*Instructions to follow*
Please give the number of lines in the material below that contain "correct", without further comment.

*Provided entries*
◇ ◇ ◇ ◇ ◇
PR #747, opened 2020-01-27
[Patch 1/2] Feature/client capability response [Test 4.6.2]

CoralMalachi:
### Description
According to Multi-AP Specification, If a Multi-AP Agent receives a
Client Capability Query message, then within one second it shall respond
with a Client Capability Report message.

If the STA specified in the Client Capability Query message is not
associated with any of the BSS operated by the Multi-AP Agent (an error
scenario), the Multi-AP Agent shall set the result code in the Client
Capability Report TLV to 0x01  and include an Error Code TLV.

### Changes
Therefore, the following changes were made:

- Create a Client Capability Report message CMDU.

- Add the Client Info TLV.

- Add a Client Capability Report TLV.

- Check that the Multi-AP Agent has the BSSID that was specified in the Client Info TLV, and that the client is associated with that BSS. If not, this is an error scenario, so set the result code in the Client
Capability Report TLV to 0x01, and include an Error Code TLV with the reason code set to 0x02.

### Testbed status
This branch was tested on testbed while using Qualcomm as CTT Controller, Marvell STA as client and prplMesh as MAUT.
Currently, there is an issue with the Marvell STA, which can not connect to the prplMesh agent.
Since the client was not connected to the agent, the Client Capability Report contained an Error Code TLV as it should.

_Status update: test 4.6.2 **passed** the test on the testbed._

### Next steps

- [x] After solving the issue with the Marvell STA, run the test again and verify that in case of success the Client Capability Report does not contain an Error Code TLV.

- [ ] Client Capability Report TLV  should include the frame body of the most recently received (Re)Association Request frame from this client (if it is an error scenario this field is omitted).
This part will be done in a separate PR.

### DIFF
--- a/agent/src/beerocks/slave/backhaul_manager/backhaul_manager_thread.cpp
+++ b/agent/src/beerocks/slave/backhaul_manager/backhaul_manager_thread.cpp
@@ -39,6 +39,9 @@
 #include <tlvf/wfa_map/tlvApOperationalBSS.h>
 #include <tlvf/wfa_map/tlvApRadioBasicCapabilities.h>
 #include <tlvf/wfa_map/tlvAssociatedClients.h>
+#include <tlvf/wfa_map/tlvClientCapabilityReport.h>
+#include <tlvf/wfa_map/tlvClientInfo.h>
+#include <tlvf/wfa_map/tlvErrorCode.h>
 #include <tlvf/wfa_map/tlvHigherLayerData.h>
 #include <tlvf/wfa_map/tlvSearchedService.h>
 #include <tlvf/wfa_map/tlvSupportedService.h>
@@ -1805,13 +1808,85 @@ bool backhaul_manager::handle_1905_1_message(ieee1905_1::CmduMessageRx &cmdu_rx,
     case ieee1905_1::eMessageType::COMBINED_INFRASTRUCTURE_METRICS_MESSAGE: {
         return handle_1905_combined_infrastructure_metrics(cmdu_rx, src_mac);
     }
-
+    case ieee1905_1::eMessageType::CLIENT_CAPABILITY_QUERY_MESSAGE:
+        return handle_client_capability_query(cmdu_rx, src_mac);
     default: {
         // TODO add a warning once all vendor specific flows are replaced with EasyMesh
         // flows, since we won't expect a 1905 message not handled in this function
         return false;
     }
     }
+}
+
+bool backhaul_manager::handle_client_capability_query(ieee1905_1::CmduMessageRx &cmdu_rx,
+                                                      const std::string &src_mac)
+{
+    const auto mid = cmdu_rx.getMessageId();
+    LOG(DEBUG) << "Received CLIENT_CAPABILITY_QUERY_MESSAGE , mid=" << std::dec << int(mid);
+
+    auto client_info_tlv_r = cmdu_rx.getClass<wfa_map::tlvClientInfo>();
+    if (!client_info_tlv_r) {
+        LOG(ERROR) << "getClass wfa_map::tlvClientInfo failed";
+        return false;
+    }
+
+    //Check if it is an error scenario - if the STA specified in the Client Capability Query message is not associated
+    //with any of the BSS operated by the Multi-AP Agent [ though the TLV does contain a BSSID, the specification
+    // says that we should answer if the client is associated with any BSS on this agent.]
+    bool associated_client_found = false;
+    for (const auto &slave : m_radio_info_map) {
+        auto associated_clients_map = slave.second.associated_clients_map;
+        for (const auto &vap : associated_clients_map) {
+            if (vap.second.find(client_info_tlv_r->client_mac()) != vap.second.end()) {
+                associated_client_found = true;
+                break;
+            }
+        }
+    }
+
+    // send CLIENT_CAPABILITY_REPORT_MESSAGE back to the controller
+    if (!cmdu_tx.create(mid, ieee1905_1::eMessageType::CLIENT_CAPABILITY_REPORT_MESSAGE)) {
+        LOG(ERROR) << "cmdu creation of type CLIENT_CAPABILITY_REPORT_MESSAGE, has failed";
+        return false;
+    }
+
+    auto client_info_tlv_t = cmdu_tx.addClass<wfa_map::tlvClientInfo>();
+    if (!client_info_tlv_t) {
+        LOG(ERROR) << "addClass wfa_map::tlvClientInfo has failed";
+        return false;
+    }
+    client_info_tlv_t->bssid()      = client_info_tlv_r->bssid();
+    client_info_tlv_t->client_mac() = client_info_tlv_r->client_mac();
+
+    auto client_capability_report_tlv = cmdu_tx.addClass<wfa_map::tlvClientCapabilityReport>();
+    if (!client_capability_report_tlv) {
+        LOG(ERROR) << "addClass wfa_map::tlvClientCapabilityReport has failed";
+        return false;
+    }
+
+    //if it is an error scenario, set Success status to 0x01 = Failure and do nothing after it.
+    if (associated_client_found) {
+        client_capability_report_tlv->result_code() = wfa_map::tlvClientCapabilityReport::SUCCESS;
+        LOG(DEBUG) << "Result Code: SUCCESS";
+        //TODO: Add frame body of the most recently received (Re)Association Request frame from this client
+    } else {
+        client_capability_report_tlv->result_code() = wfa_map::tlvClientCapabilityReport::FAILURE;
+
+        LOG(DEBUG) << "Result Code: FAILURE";
+        LOG(DEBUG) << "STA specified in the Client Capability Query message is not associated with "
+                      "any of the BSS operated by the Multi-AP Agent ";
+        //Add an Error Code TLV
+        auto error_code_tlv = cmdu_tx.addClass<wfa_map::tlvErrorCode>();
+        if (!error_code_tlv) {
+            LOG(ERROR) << "addClass wfa_map::tlvErrorCode has failed";
+            return false;
+        }
+        error_code_tlv->reason_code() =
+            wfa_map::tlvErrorCode::STA_NOT_ASSOCIATED_WITH_ANY_BSS_OPERATED_BY_THE_AGENT;
+        error_code_tlv->sta_mac() = client_info_tlv_r->client_mac();
+    }
+    LOG(DEBUG) << "Send a CLIENT_CAPABILITY_REPORT_MESSAGE back to controller";
+    return send_cmdu_to_bus(cmdu_tx, src_mac, bridge_info.mac);
 }
 
 bool backhaul_manager::handle_ap_capability_query(ieee1905_1::CmduMessageRx &cmdu_rx,
--- a/agent/src/beerocks/slave/son_slave_thread.cpp
+++ b/agent/src/beerocks/slave/son_slave_thread.cpp
@@ -385,8 +385,6 @@ bool slave_thread::handle_cmdu_control_ieee1905_1_message(Socket *sd,
         return handle_client_steering_request(sd, cmdu_rx);
     case ieee1905_1::eMessageType::ACK_MESSAGE:
         return handle_ack_message(sd, cmdu_rx);
-    case ieee1905_1::eMessageType::CLIENT_CAPABILITY_QUERY_MESSAGE:
-        return handle_client_capability_query(sd, cmdu_rx);
     case ieee1905_1::eMessageType::MULTI_AP_POLICY_CONFIG_REQUEST_MESSAGE:
         return handle_multi_ap_policy_config_request(sd, cmdu_rx);
     default:
@@ -4195,13 +4193,6 @@ bool slave_thread::parse_non_intel_join_response(Socket *sd)
 
     slave_state = STATE_UPDATE_MONITOR_SON_CONFIG;
 
-    return true;
-}
-
-bool slave_thread::handle_client_capability_query(Socket *sd, ieee1905_1::CmduMessageRx &cmdu_rx)
-{
-    const auto mid = cmdu_rx.getMessageId();
-    LOG(DEBUG) << "Received CLIENT_CAPABILITY_QUERY_MESSAGE , mid=" << std::dec << int(mid);
     return true;
 }
 
--- a/controller/src/beerocks/master/son_master_thread.cpp
+++ b/controller/src/beerocks/master/son_master_thread.cpp
@@ -48,6 +48,8 @@
 #include <tlvf/wfa_map/tlvChannelPreference.h>
 #include <tlvf/wfa_map/tlvChannelSelectionResponse.h>
 #include <tlvf/wfa_map/tlvClientAssociationEvent.h>
+#include <tlvf/wfa_map/tlvClientCapabilityReport.h>
+#include <tlvf/wfa_map/tlvClientInfo.h>
 #include <tlvf/wfa_map/tlvHigherLayerData.h>
 #include <tlvf/wfa_map/tlvOperatingChannelReport.h>
 #include <tlvf/wfa_map/tlvRadioOperationRestriction.h>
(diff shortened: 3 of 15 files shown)


tomereli (approved):
Some comments I'd like your feedback on before merge BUT nothing serious so approving.

common/beerocks/bcl/include/bcl/network/network_utils.h
```diff
@@ -136,4 +136,11 @@ inline el::base::MessageBuilder &operator<<(el::base::MessageBuilder &log, const
     return log << beerocks::net::network_utils::mac_to_string(addr);
 }
 
+inline bool operator<(const sMacAddr &lmac, const sMacAddr &rmac)
+{
+    auto s1 = beerocks::net::network_utils::mac_to_string(lmac);
+    auto s2 = beerocks::net::network_utils::mac_to_string(rmac);
+    return (s1.compare(s2));
+}
```
arnout: This is only needed because you're using a std::set or std::map somewhere, which you shouldn't do.

agent/src/beerocks/slave/son_slave_thread.cpp
```diff
@@ -2115,6 +2115,16 @@ bool slave_thread::handle_cmdu_ap_manager_message(Socket *sd,
         std::string client_mac = network_utils::mac_to_string(notification_in->params().mac);
         LOG(INFO) << "client associated sta_mac=" << client_mac;
 
+        auto it = m_vaps_clients_map.find(notification_in->params().bssid);
+        if (it == m_vaps_clients_map.end()) {
+            std::set<sMacAddr> clients;
```
arnout: std::unordered_set

agent/src/beerocks/slave/son_slave_thread.cpp
```diff
@@ -1933,6 +1933,12 @@ bool slave_thread::handle_cmdu_ap_manager_message(Socket *sd,
         std::string client_mac = network_utils::mac_to_string(notification_in->params().mac);
         LOG(INFO) << "client disconnected sta_mac=" << client_mac;
 
+        //update the map to remove this client from its vap
+        auto it = m_vaps_clients_map.find(notification_in->params().bssid);
+        if (it != m_vaps_clients_map.end()) {
```
arnout: We might want to throw a warning if the vap is not found...

agent/src/beerocks/slave/son_slave_thread.cpp
```diff
@@ -4251,7 +4254,67 @@ bool slave_thread::handle_client_capability_query(Socket *sd, ieee1905_1::CmduMe
...
+    //Check if it is an error scenario - if the STA specified in the Client Capability Query message is not associated
+    //with any of the BSS operated by the Multi-AP Agent (an error scenario)
+    bool error_scenario = 1;
+    auto it             = m_vaps_clients_map.find(client_info_tlv_r->bssid());
+    if (it != m_vaps_clients_map.end()) {
+        if (it->second.count(client_info_tlv_r->client_mac())) {
+            //only if the client exist in one of the BSS operated by the Multi-AP Agent this is not an error scenario
+            error_scenario = 0;
+        }
+    }
```
arnout: This is not accurate... If the client is associated with a BSS on another radio in the same agent, both radios will receive the query, but it is not associated with this radio. We shouldn't treat that as an error.

Also, the bssid given in the client info should be treated as just a hint. The spec says "If the STA specified in the Client Capability Query message is not associated with any of the BSS operated by the Multi-AP Agent". It doesn't say "if it is not associated with the BSS given by the client info TLV". A likely scenario is that a client associates and immediately disassociates and moves to another band, so it's possible that the controller sends the query still using the old BSS (which it got from the topology notification).

Bottom line, I think the best approach is to again cache everything on the backhaul_manager and generate the message there.

agent/src/beerocks/slave/son_slave_thread.cpp
```diff
@@ -4251,7 +4254,67 @@ bool slave_thread::handle_client_capability_query(Socket *sd, ieee1905_1::CmduMe
...
+        LOG(ERROR) << "cmdu creation of type CLIENT_CAPABILITY_REPORT_MESSAGE, has failed";
+        return false;
+    }
+
+    auto client_info_tlv_t = cmdu_tx.addClass<wfa_map::tlvClientInfo>();
+    if (!client_info_tlv_t) {
+        LOG(ERROR) << "addClass wfa_map::tlvClientInfo has failed";
+        return false;
+    }
+    client_info_tlv_t->bssid()      = client_info_tlv_r->bssid();
```
arnout: bssid may have changed already...

For all we know, stupid controllers may just leave it at 00:00:00:00:00:00.

controller/src/beerocks/master/son_master_thread.cpp
```diff
@@ -972,6 +974,14 @@ bool master_thread::handle_cmdu_1905_steering_completed_message(const std::strin
     return son_actions::send_cmdu_to_agent(src_mac, cmdu_tx, database);
 }
 
+bool master_thread::handle_cmdu_1905_client_capability_report_message(
+    const std::string &src_mac, ieee1905_1::CmduMessageRx &cmdu_rx)
+{
+    auto mid = cmdu_rx.getMessageId();
+    LOG(INFO) << "Received CLIENT_CAPABILITY_REPORT_MESSAGE, mid=" << std::hex << int(mid);
```
arnout: Please also log the details so we can check it in test_flows.

arnout (changes requested):
I unfortunately have some fundamental architectural comments:

> Bottom line, I think the best approach is to again cache everything on the backhaul_manager and generate the message there.

To be verified with @tomereli if he agrees.

agent/src/beerocks/slave/son_slave_thread.cpp
CoralMalachi: Thanks for pointing it, I'll change it

tomereli:
> I unfortunately have some fundamental architectural comments:
> 
> > Bottom line, I think the best approach is to again cache everything on the backhaul_manager and generate the message there.
> 
> To be verified with @tomereli if he agrees.

I completely agree and I think I also suggested that in my review, didn't want to block merge on this but on second thought I think you are right, we should spend the extra effort and start using the VAPs map for everything - clients, client capabilities, etc.

controller/src/beerocks/master/son_master_thread.cpp
CoralMalachi: Client Capability Report TLV should include the frame body of the most recently received (Re)Association Request frame from this client (if it is an error scenario this field is omitted).
This part will be done in a separate PR.
So, for now the log message can contain if this is an error scenario or not, and I'll add a TODO comment to add the details later.

controller/src/beerocks/master/son_master_thread.cpp
```diff
@@ -960,6 +963,27 @@ bool master_thread::handle_cmdu_1905_steering_completed_message(const std::strin
...
+        LOG(ERROR) << "getClass wfa_map::tlvClientCapabilityReport has failed";
+        return false;
+    }
+
+    std::string result_code =
+        (client_capability_report_tlv->result_code() == wfa_map::tlvClientCapabilityReport::SUCCESS)
+            ? "SUCCESS"
+            : "FAILURE";
+
+    //TODO: log the details so it can be checked in the test_flows
```
arnout, line 988: :1st_place_medal:

agent/src/beerocks/slave/backhaul_manager/backhaul_manager_thread.cpp
```diff
@@ -1814,6 +1818,76 @@ bool backhaul_manager::handle_1905_1_message(ieee1905_1::CmduMessageRx &cmdu_rx,
...
+    LOG(DEBUG) << "Received CLIENT_CAPABILITY_QUERY_MESSAGE , mid=" << std::dec << int(mid);
+
+    auto client_info_tlv_r = cmdu_rx.getClass<wfa_map::tlvClientInfo>();
+    if (!client_info_tlv_r) {
+        LOG(ERROR) << "getClass wfa_map::tlvClientInfo failed";
+        return false;
+    }
+
+    //Check if it is an error scenario - if the STA specified in the Client Capability Query message is not associated
+    //with any of the BSS operated by the Multi-AP Agent (an error scenario)
```
arnout: It may be useful to explicitly mention that even though client_info_tlv_r does contain a BSSID, the specification says that we should answer if the client is associated with *any* BSS on this agent.

agent/src/beerocks/slave/backhaul_manager/backhaul_manager_thread.cpp
```diff
@@ -1814,6 +1818,76 @@ bool backhaul_manager::handle_1905_1_message(ieee1905_1::CmduMessageRx &cmdu_rx,
...
+    bool error_scenario = 1;
```
arnout: Use `true`/`false` for booleans, not 1 and 0.

Also, instead of `error_scenario`, I think it makes more sense to call it e.g. `associated_client_found` (and inverse the logic, obviously).

(nitpick)

agent/src/beerocks/slave/backhaul_manager/backhaul_manager_thread.cpp
```diff
@@ -1814,6 +1818,76 @@ bool backhaul_manager::handle_1905_1_message(ieee1905_1::CmduMessageRx &cmdu_rx,
...
+    if (!client_capability_report_tlv) {
+        LOG(ERROR) << "addClass wfa_map::tlvClientCapabilityReport has failed";
+        return false;
+    }
+
+    //if it is an error scenario, set Success status to 0x01 = Failure and do nothing after it.
+    if (!error_scenario) {
+        client_capability_report_tlv->result_code() = wfa_map::tlvClientCapabilityReport::SUCCESS;
+        LOG(DEBUG) << "Result Code: SUCCESS";
+        //TODO: Add frame body of the most recently received (Re)Association Request frame from this client
```
arnout, line 1871: So, this...

We have two options here. Either we send a message to the slave that forwards it to the ap_manager that converts it to a bwl call and generates a response message to the slave that gets forwarded to the backhaul manager that generates the response message (with the same MID). Or, we add the ReAssociation Request frame to the CLIENT_ASSOCIATED_NOTIFICATION and cache it in the backhaul manager. The latter would also require us to resend the notification every time a new reassociation request is received by the AP.

If we choose the first option, we have to take into account a possible race condition: by the time the message reaches hostapd, the client may already have left the BSS.

@vitalybu @morantr @tomereli your opinions?

Note that for this PR it doesn't matter much. If it is cached, we'll just need to update the loop in the beginning that finds the associated client to not just set a flag, but to set (a pointer to) the association request frame.

tests/test_flows.sh
```diff
@@ -211,15 +211,31 @@ test_channel_selection() {
 }
 test_client_capability_query() { 
     status "test client capability"
+    sta_mac=00:00:00:11:00:22
 
     check_error=0
-    send_CAPI_1905 ${GATEWAY} $mac_agent1 0x8009 "tlv_type,0x90,tlv_length,\
-0x000C,tlv_value,{$mac_agent1_wlan0 0x000000110022}"
+    check send_CAPI_command ${GATEWAY} "DEV_SEND_1905,DestALid,$mac_agent1,MessageTypeValue,0x8009,tlv_type,0x90,tlv_length,\
```
arnout: Please use send_CAPI_1905 function.

tests/test_flows.sh
```diff
@@ -211,15 +211,31 @@ test_channel_selection() {
...
+0x000C,tlv_value,{$mac_agent1_wlan0 0x000000110022}" $redirect
     sleep 1
     dbg "Confirming client capability query has been received on agent"
     # check that both radio agents received it,in the future we'll add a check to verify which radio the query was intended for.
-    check_log ${REPEATER1} agent_wlan0 "CLIENT_CAPABILITY_QUERY_MESSAGE"
-    check_log ${REPEATER1} agent_wlan2 "CLIENT_CAPABILITY_QUERY_MESSAGE"
+    check_log ${REPEATER1} agent "CLIENT_CAPABILITY_QUERY_MESSAGE"
+
+    dbg "Confirming that Client Capability Report message contains an Error Code TLV"
+    check_log ${REPEATER1} agent "Result Code: FAILURE"
```
arnout: It would be better to check this on the controller instead of the agent. The commit that adds the handler on the controller could very easily parse out the result code and report it.

Also, to make sure the correct log message is checked, add the client MAC and BSSID to the output.

tests/test_flows.sh
```diff
@@ -211,15 +211,31 @@ test_channel_selection() {
...
+
+    dbg "Connect dummy STA to wlan0"
+    send_bwl_event ${REPEATER1} wlan0 "EVENT AP-STA-CONNECTED ${sta_mac}"
+
+    check send_CAPI_command ${GATEWAY} "DEV_SEND_1905,DestALid,$mac_agent1,MessageTypeValue,0x8009,tlv_type,0x90,tlv_length,\
```
arnout: Again, send_CAPI_1905 please.

tests/test_flows.sh
```diff
@@ -211,15 +211,31 @@ test_channel_selection() {
...
+0x000C,tlv_value,{$mac_agent1_wlan0 0x000000110022}" $redirect
+    sleep 1
+
+    check_log ${REPEATER1} agent "Result Code: SUCCESS"
```
arnout: Same here, better to check it on the controller.

tests/test_flows.sh
```diff
@@ -211,15 +211,31 @@ test_channel_selection() {
 }
 test_client_capability_query() { 
     status "test client capability"
+    sta_mac=00:00:00:11:00:22
 
     check_error=0
-    send_CAPI_1905 ${GATEWAY} $mac_agent1 0x8009 "tlv_type,0x90,tlv_length,\
-0x000C,tlv_value,{$mac_agent1_wlan0 0x000000110022}"
+    check send_CAPI_command ${GATEWAY} "DEV_SEND_1905,DestALid,$mac_agent1,MessageTypeValue,0x8009,tlv_type,0x90,tlv_length,\
+0x000C,tlv_value,{$mac_agent1_wlan0 0x000000110022}" $redirect
```
arnout: Please use a *different* sta_mac here than the one for the success scenario. This helps to make sure we parse out the correct log message. Cfr. #822

tests/test_flows.sh
```diff
@@ -211,15 +211,31 @@ test_channel_selection() {
...
+    check_log ${REPEATER1} agent "CLIENT_CAPABILITY_QUERY_MESSAGE"
+
+    dbg "Confirming that Client Capability Report message contains an Error Code TLV"
+    check_log ${REPEATER1} agent "Result Code: FAILURE"
+
+    dbg "Connect dummy STA to wlan0"
+    send_bwl_event ${REPEATER1} wlan0 "EVENT AP-STA-CONNECTED ${sta_mac}"
+
+    check send_CAPI_command ${GATEWAY} "DEV_SEND_1905,DestALid,$mac_agent1,MessageTypeValue,0x8009,tlv_type,0x90,tlv_length,\
+0x000C,tlv_value,{$mac_agent1_wlan0 0x000000110022}" $redirect
```
arnout: You can actually use `${sta_mac}` here - our CAPI parser accepts it.

arnout (approved):
*Very* good splitting in commits and good commit messages. :1st_place_medal: 

Of course I have a few nitpicks, but we can go through with merging this.

There is one major question remaining about how it should be implemented.

agent/src/beerocks/slave/backhaul_manager/backhaul_manager_thread.cpp
CoralMalachi: Agree.

agent/src/beerocks/slave/backhaul_manager/backhaul_manager_thread.cpp
tomereli: I prefer option (2) - caching. I think it is cleaner.
However, the race condition may occur in both options since the client may have left also by the time the message with the updated ReAssociation frame is received in the BH manager

CoralMalachi: I also prefer the second option.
◇ ◇ ◇ ◇ ◇
*Finished exercise*
2